Bulldog's and my personal investment strategy is to earn a good risk-
adjusted rate of return.

      Phillip Goldstein (born 1945) - Managing Member of Bulldog Investors,
      LLC (and its predecessor), an SEC-registered investment adviser that
      serves as the investment adviser to, among other clients, the Bulldog
      Investors group of private investment funds and Special Opportunities
      Fund, Inc., a registered closed-end investment company; Principal of
      the general partner of several private investment partnerships in the
      Bulldog Investors group of private funds; Chairman of the Mexico Equity
      & Income Fund, Inc.; Secretary and Chairman of Special Opportunities
      Fund, Inc.; Director of MVC Capital, Inc.; Director of Brookfield DTLA
      Fund Office Trust Investor; Secretary, Chairman, and member of the
      Transitional Investment Committee of High Income Securities Fund
      (f/k/a Putnam High Income Securities Fund); Director of The Swiss
      Helvetia Fund, Inc; Trustee of Crossroads Liquidating Trust; Chairman
      of Emergent Capital, Inc. (until 2017).

      Andrew Dakos (born 1966) - Managing Member of Bulldog Investors, LLC,
      an SEC-registered investment adviser that serves as the investment
      adviser to, among other clients, the Bulldog Investors group of private
      investment funds and Special Opportunities Fund, Inc., a registered
      closed-end investment company; Principal of the general partner of
      several private investment partnerships in the Bulldog Investors group
      of private funds; President and Director of Special Opportunities Fund;
      President and Chairman of The Swiss Helvetia Fund, Inc; President,
      Trustee and member of the Transitional Investment Committee of High
      Income Securities Fund (f/k/a Putnam High Income Securities Fund);
      Director of Brookfield DTLA Fund Office Trust Investor, Inc.; Trustee
      of Crossroads Liquidating Trust; Director of Emergent Capital, Inc.
      (until 2017); Director of the Mexico Equity & Income Fund (until 2015).

      Rajeev Das (born 1968) - Principal of the general partner of several
      private investment partnerships in the Bulldog Investors group of
      private investment funds; Head Trader of Bulldog Investors, LLC, an
      SEC-registered investment adviser that serves as the investment adviser
      to, among other clients, the Bulldog investors group of private
      investment funds and Special Opportunities Fund, Inc., a registered
      closed-end investment company; Director and Chairman of the Audit
      Committee of the Mexico Equity & Income Fund; Trustee and member of
      the Transitional Investment Committee of High Income Securities Fund
      (f/k/a Putnam High Income Securities Fund); Vice President of Special
      Opportunities Fund, Inc.; Secretary of The Swiss Helvetia Fund, Inc.
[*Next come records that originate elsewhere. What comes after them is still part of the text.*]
PR #503, opened 2020-06-29
Fgn

dirkgr:
Using increasingly stupid names for this branch so that Marina works with it


dirkgr:
That test fails with error 137 (which means OOM). @epwalsh, how can we get this thing more memory?

epwalsh:
@dirkgr I'm not sure how to allocate more memory to these builds. We might have to change the machine type.

dirkgr:
We solved this problem in a different way.

PR #507, opened 2020-06-30
fixes simple gradient interpret for next_token_lm

epwalsh:
From https://github.com/allenai/allennlp-models/pull/85


api/allennlp_demo/next_token_lm/Dockerfile
```diff
@@ -0,0 +1,23 @@
+FROM allennlp/commit:637dbb159082999c546ac2fc64746b88e5c9d1b5
```
schmmd, line 1: Can you add a comment about why this version is needed?  Please also specify whether it's, e.g. before/after 1.0.

PR #525, opened 2020-08-06
update npm

aimichal:
This is meant to fix the vuln:

> image

I did it by deleting package-lock.json, updating package.json to have the newer version of npm, and running npm install.

Demo site runs locally after this change.


ui/package.json
```diff
@@ -9,7 +9,7 @@
     "colormap": "^2.3.1",
     "hierplane": "^0.2.1",
     "lodash": "^4.17.11",
-    "npm": "6.14.4",
+    "npm": "6.14.6",
```
codeviking, line 12: It's odd that `npm` shows up here. Given `npm` is bundled with node, the only reason for it to exist here is if it's somehow invoked programmatically, within a JavaScript program.

I bet that's not happening, as I can't find any usages via some simple `grep` / `ag` commands.

Maybe we can remove it?

jonborchardt: +1

aimichal:
```
~/code/allennlp-demo/ui ‹michalg/deps› $ npm install depcheck -g
~/code/allennlp-demo/ui ‹michalg/deps› $ depcheck
Unused dependencies
* ajv
* npm
* react-proptypes
* react-vis
Missing dependencies
* react-d3-tree: ./src/components/BeamTree.js
```

# 🤔

aimichal:
I removed ajv, npm, react-proptypes, and react-vis and the UI still seems to run.

I left src/components/BeamTree.js in place, because it's not referenced anywhere. @epwalsh if you haven't already, you should consider deleting this dead code to avoid confusion.

PR #528, opened 2020-09-11
Add Skiff Stats.

codeviking:
This adds support for user metrics provided by Skiff stats.

If this ends up providing the metrics your group needs we can at some point turn off Google Analytics. For now I've left them in place, but let me know if no one is using that (in which case I'd propose we remove them, as it's better for our user's privacy and will make the page a little faster).

### DIFF
--- a/ui/public/index.html
+++ b/ui/public/index.html
@@ -115,5 +115,6 @@
         <path d="M30.2,13.7c0.1,0.3,0.1,0.5,0.2,0.8c0,0.1,0,0.1,0.1,0.2c1.2-0.7,2.4-1.3,3.7-1.9c0-0.1,0-0.1,0.1-0.2 c0-0.1,0-0.1,0.1-0.2H30C30,12.8,30.1,13.3,30.2,13.7z" class="st0"></path>
       </symbol>
     </svg>
+    <script src="https://stats.allenai.org/init.min.js" data-app-name="allennlp-demo" async></script>
   </body>
 </html>


codeviking:
Weird, here's the error:

```
 black --check allennlp_demo/
would reformat /home/runner/work/allennlp-demo/allennlp-demo/api/allennlp_demo/info/api.py
Oh no! 💥 💔 💥
1 file would be reformatted, 80 files would be left unchanged.
make: *** [format] Error 1
Makefile:12: recipe for target 'format' failed
##[error]Process completed with exit code 2.
```

I didn't change that file, so it's probably ok to merge this as is. That said for good measure I tried to fix the issue:

```
[I] ~/h/a/api ❯❯❯ black allennlp_demo/                                                                                                                                                                                 (allennlp-demo)
All done! ✨ 🍰 ✨
81 files left unchanged.
```

...but nothing was reformatted. So maybe CI and the version of `black` we install locally is different?

schmmd (approved):
I don't know re: black.  I'm not terribly familiar with it, but Pete probably has a good guess.

epwalsh:
Ah, yea.. black recently released a new version which changes the formatting. We should probably have this pinned in the `dev-requirements.txt`.

codeviking:
@epwalsh Ok for me to merge w/ the failure and let you make that update (and formatting fix) separately?

epwalsh:
@codeviking yeup!

codeviking:
🤘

The non-binding proposal I intend to present is as follows:

      The Board should amend the bylaws to provide that in a contested
      election, a majority of the votes cast in the election of directors
      shall be required to elect a director. The purpose of this proposal
      is to minimize the possibility of having a failed election and holdover
      directors.

None of the actions mentioned in Section 5(a)(iii)(C) or (D) of Article II
are applicable and Sections 5(a)(v) and (vi) are not applicable. Bulldog
Investors, LLC, an investment adviser of which I am a Managing Member, and
its affiliated persons beneficially own a total of approximately 6.75% of
the Fund's shares.

Please advise me as soon as possible if you have any questions or concerns.
Thank you for your prompt attention to this matter.